Dans une introduction qui précède les... treize pages de notes d’intention du chef, le musicologue Konrad Kûster, à l’origine de cette réalisation, avance une théorie: les deux choeurs n’ont pas le même poids. Il fait remarquer (comme Joshua Rifkin bien avant lui) que la note écrite en 1736 par le sacristain de Saint-Thomas, relatant une Passion donnée « avec les deux orgues », défie nos habitudes : ne faut-il pas y lire que le choeur I était placé dans la grande tribune, et le Il loin devant, dans celle qui surplombait la fin du transept? Sans trop s’avancer sur les conséquences musicales d’une telle disposition (les chorals à l’unisson ne se noyaient-ils pas dans la simple confusion, sans parler du périlleux « O Mensch bewein dein Sünde gross » ?), Kùster interroge sa signification: l’éloignement du choeur II symboliserait son impossibilité d’entrer dans l’action, tandis que le récit de l’Evangile revient entièrement au choeur I. Remarquons prosaïquement qu’à Saint-Thomas, les fidèles s’installaient tout au long de la nef. Il s’en trouvait donc autant assis plus près du choeur I que du Il. Cela n’empêche pas Jacobs d’illustrer avec zèle l’hypothèse du musicologue, d’une part en imaginant un choeur Il moins fourni (voix et instruments) que le I, de l’autre en substituant à la traditionnelle stéréophonie un effet de profondeur repensé pour le disque (choeur I au premier plan - choeur Il derrière). L’enregistrement était réalisé avec les deux ensembles face à face, mais mis à distance par le mixage d’une cinquantaine de pistes. On doute d’y gagner grand-chose - les réponses des deux choeurs sont impressionnantes, mais réservées par Bach à quelques numéros. On est en revanche agacé par les cinq airs du choeur Il, forcément amollis à ce jeu.

Tout cela s’avère à la fois terriblement compliqué et très simple. Jacobs aime le théâtre mais le sien, rien que le sien, qu’il impose à l’architecture complexe de la Saint Matthieu par ses couleurs signalétiques et en cravachant des airs systématiquement plus vifs que chez la concurrence (y compris « Aus Liebe », bouclé en 3’40”contre 5’20” chez Gardiner et 4’50” chez Herreweghe ou Harnoncourt).

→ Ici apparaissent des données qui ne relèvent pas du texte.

PR #1251, opened 2020-06-15
[Opt] [ir] [refactor] Remove exceptions from IR check_out_of_bound and constant_fold

TH3CHARLie:
Related issue = #1059

----


xumingkuan:
I just took a look -- `check_out_of_bound` and `constant_fold`'s refactoring looks simple enough so that it's fine to merge several passes like this at one time. But passes like `simplify` would be rather complicated, and that should be a single PR.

Ce faisant, il se disperse et néglige le souffle long qui porte et unifie le foisonnement de la partition chez ces grands interprètes.

Nous admirons les musiciens qui suivent son tempo, qui trouvent dans ses options invraisemblables une inspiration plus qu’une contrainte, qui ne s’indignent pas (solistes du choeur II) de voir leur énergie diluée dans un halo. L’immense Bernarda Fink (pas troublée le moins du monde par le clavecin qui s’invite dans « Erbarme dich ») et le noble Konstantin Wolff (qui donne deux fois « Komm, süsses Kreuz » : l’une avec luth, l’autre dans l’habituelle version avec viole, en appendice) nous réservent de grands moments ; et l’équipe entière semble galvanisée, reconnaissons-le, par l’expérience inédite que leur propose un artiste convaincu. Malgré leur engagement, nous n’avons pu voir dans cette aventure qu’un monumental bricolage. Une dernière chose. Jacobs et Küster oublient de rappeler dans leurs longs textes que la Saint Matthieu était certes (probablement) déployée « mit beyden Orgeln » en 1736, mais qu’elle a d’abord été conçue pour deux choeurs placés côte à côte, et jouée ainsi en 1727 et 1729. Il faut croire que l’attrayante symbolique de l’éloignement n’était alors pas si essentielle.